## Task item
What is needed is an exact copy of every entry.

Records drawn from a dataset:
Issue #924, opened 2023-01-25
Kotlin rules don't work with `bazel --nolegacy_external_runfiles`


srabraham:
There are performance benefits to using `--nolegacy_external_runfiles` ([code here](https://cs.opensource.google/bazel/bazel/+/master:src/main/java/com/google/devtools/build/lib/analysis/config/CoreOptions.java;l=452-460;drc=3a8da9268ffa9c814de4ce4bc1b0e349b37072a5)) as a Bazel build option, [with some additional context here](https://github.com/bazelbuild/bazel/issues/9306#issuecomment-1370440301). As @alexeagle tells me, it allows for an optimization in runfiles layout.

As things are, this setting appears to be incompatible with rules_kotlin. When I try to build a `kt_jvm_library` with `bazel build --nolegacy_external_runfiles`, I get an error like the following:

<details>
<summary>Click to expand logs</summary>

```
$ bazel run --nolegacy_external_runfiles src/main/kotlin/experimental/users/sabraham:thing
INFO: Analyzed target //src/main/kotlin/experimental/users/sabraham:thing (0 packages loaded, 0 targets configured).
INFO: Found 1 target...
ERROR: /Users/sean/dev/central-ult/src/main/kotlin/experimental/users/sabraham/BUILD.bazel:15:14: KotlinCompile @//src/main/kotlin/experimental/users/sabraham:thing { kt: 1, java: 0, srcjars: 0 } for darwin_arm64 failed: Worker process did not return a WorkResponse:

---8<---8<--- Start of log, file at /private/var/tmp/_bazel_sean/3e0bb96a7b651dc41ed28d370dc8ba44/bazel-workers/worker-4-KotlinCompile.log ---8<---8<---
Exception in thread "main" java.lang.ExceptionInInitializerError
	at io.bazel.kotlin.builder.cmd.Build$main$1.invoke(Build.kt:33)
	at io.bazel.kotlin.builder.cmd.Build$main$1.invoke(Build.kt:29)
	at io.bazel.worker.Worker$Companion.from(Worker.kt:31)
	at io.bazel.kotlin.builder.cmd.Build.main(Build.kt:29)
[...]

Issue #1061, opened 2023-10-27
java not found with bzlmod and `--nolegacy_external_runfiles`


agluszak:
Repro: https://github.com/agluszak/bzlmod-playground/tree/rules_kotlin_legacy_bzlmod

```
andrzej@MUNIT-521 ~/c/b/bzlmod-playground (rules_kotlin_legacy_bzlmod)> bazel test //...
INFO: Analyzed 2 targets (27 packages loaded, 349 targets configured).
INFO: Found 1 target and 1 test target...
FAIL: //:test (see /home/andrzej/.cache/bazel/_bazel_andrzej/554d6595289376b6e5422fdcf90c9ed5/execroot/_main/bazel-out/k8-fastbuild/testlogs/test/test.log)
INFO: Elapsed time: 0.357s, Critical Path: 0.05s
INFO: 2 processes: 2 linux-sandbox.
INFO: Build completed, 1 test FAILED, 2 total actions
//:test                                                                  FAILED in 0.0s
  /home/andrzej/.cache/bazel/_bazel_andrzej/554d6595289376b6e5422fdcf90c9ed5/execroot/_main/bazel-out/k8-fastbuild/testlogs/test/test.log

Executed 1 out of 1 test: 1 fails locally.
andrzej@MUNIT-521 ~/c/b/bzlmod-playground (rules_kotlin_legacy_bzlmod) [3]> cat /home/andrzej/.cache/bazel/_bazel_andrzej/554d6595289376b6e5422fdcf90c9ed5/execroot/_main/bazel-out/k8-fastbuild/testlogs/test/test.log
exec ${PAGER:-/usr/bin/less} "$0" || exit 1
Executing tests from //:test
-----------------------------------------------------------------------------
/home/andrzej/.cache/bazel/_bazel_andrzej/554d6595289376b6e5422fdcf90c9ed5/sandbox/linux-sandbox/18/execroot/_main/bazel-out/k8-fastbuild/bin/test.runfiles/_main/test: line 396: /home/andrzej/.cache/bazel/_bazel_andrzej/554d6595289376b6e5422fdcf90c9ed5/sandbox/linux-sandbox/18/execroot/_main/bazel-out/k8-fastbuild/bin/test.runfiles/_main/external/rules_java~6.4.0~toolchains~local_jdk/bin/java: No such file or directory
```

agluszak:
Possibly related: #924

drmercer-lucid:
[...]

Issue #778, opened 2022-06-18
Update Legacy Runfiles


aryeh-looker:
##Repro:

1. Apply this diff:

```
diff --git a/.bazelrc b/.bazelrc
index 6858b64..d7db834 100644
--- a/.bazelrc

## Response area
Issue #924, opened 2023-01-25
Kotlin rules don't work with `bazel --nolegacy_external_runfiles`


srabraham:
There are performance benefits to using `--nolegacy_external_runfiles` ([code here](https://cs.opensource.google/bazel/bazel/+/master:src/main/java/com/google/devtools/build/lib/analysis/config/CoreOptions.java;l=452-460;drc=3a8da9268ffa9c814de4ce4bc1b0e349b37072a5)) as a Bazel build option, [with some additional context here](https://github.com/bazelbuild/bazel/issues/9306#issuecomment-1370440301). As @alexeagle tells me, it allows for an optimization in runfiles layout.

As things are, this setting appears to be incompatible with rules_kotlin. When I try to build a `kt_jvm_library` with `bazel build --nolegacy_external_runfiles`, I get an error like the following:

<details>
<summary>Click to expand logs</summary>

```
$ bazel run --nolegacy_external_runfiles src/main/kotlin/experimental/users/sabraham:thing
INFO: Analyzed target //src/main/kotlin/experimental/users/sabraham:thing (0 packages loaded, 0 targets configured).
INFO: Found 1 target...
ERROR: /Users/sean/dev/central-ult/src/main/kotlin/experimental/users/sabraham/BUILD.bazel:15:14: KotlinCompile @//src/main/kotlin/experimental/users/sabraham:thing { kt: 1, java: 0, srcjars: 0 } for darwin_arm64 failed: Worker process did not return a WorkResponse:

---8<---8<--- Start of log, file at /private/var/tmp/_bazel_sean/3e0bb96a7b651dc41ed28d370dc8ba44/bazel-workers/worker-4-KotlinCompile.log ---8<---8<---
Exception in thread "main" java.lang.ExceptionInInitializerError
	at io.bazel.kotlin.builder.cmd.Build$main$1.invoke(Build.kt:33)
	at io.bazel.kotlin.builder.cmd.Build$main$1.invoke(Build.kt:29)
	at io.bazel.worker.Worker$Companion.from(Worker.kt:31)
	at io.bazel.kotlin.builder.cmd.Build.main(Build.kt:29)
[...]

Issue #1061, opened 2023-10-27
java not found with bzlmod and `--nolegacy_external_runfiles`


agluszak:
Repro: https://github.com/agluszak/bzlmod-playground/tree/rules_kotlin_legacy_bzlmod

```
andrzej@MUNIT-521 ~/c/b/bzlmod-playground (rules_kotlin_legacy_bzlmod)> bazel test //...
INFO: Analyzed 2 targets (27 packages loaded, 349 targets configured).
INFO: Found 1 target and 1 test target...
FAIL: //:test (see /home/andrzej/.cache/bazel/_bazel_andrzej/554d6595289376b6e5422fdcf90c9ed5/execroot/_main/bazel-out/k8-fastbuild/testlogs/test/test.log)
INFO: Elapsed time: 0.357s, Critical Path: 0.05s
INFO: 2 processes: 2 linux-sandbox.
INFO: Build completed, 1 test FAILED, 2 total actions
//:test                                                                  FAILED in 0.0s
  /home/andrzej/.cache/bazel/_bazel_andrzej/554d6595289376b6e5422fdcf90c9ed5/execroot/_main/bazel-out/k8-fastbuild/testlogs/test/test.log

Executed 1 out of 1 test: 1 fails locally.
andrzej@MUNIT-521 ~/c/b/bzlmod-playground (rules_kotlin_legacy_bzlmod) [3]> cat /home/andrzej/.cache/bazel/_bazel_andrzej/554d6595289376b6e5422fdcf90c9ed5/execroot/_main/bazel-out/k8-fastbuild/testlogs/test/test.log
exec ${PAGER:-/usr/bin/less} "$0" || exit 1
Executing tests from //:test
-----------------------------------------------------------------------------
/home/andrzej/.cache/bazel/_bazel_andrzej/554d6595289376b6e5422fdcf90c9ed5/sandbox/linux-sandbox/18/execroot/_main/bazel-out/k8-fastbuild/bin/test.runfiles/_main/test: line 396: /home/andrzej/.cache/bazel/_bazel_andrzej/554d6595289376b6e5422fdcf90c9ed5/sandbox/linux-sandbox/18/execroot/_main/bazel-out/k8-fastbuild/bin/test.runfiles/_main/external/rules_java~6.4.0~toolchains~local_jdk/bin/java: No such file or directory
```

agluszak:
Possibly related: #924

drmercer-lucid:
[...]

Issue #778, opened 2022-06-18
Update Legacy Runfiles


aryeh-looker:
##Repro:

1. Apply this diff:

```
diff --git a/.bazelrc b/.bazelrc
index 6858b64..d7db834 100644
--- a/.bazelrc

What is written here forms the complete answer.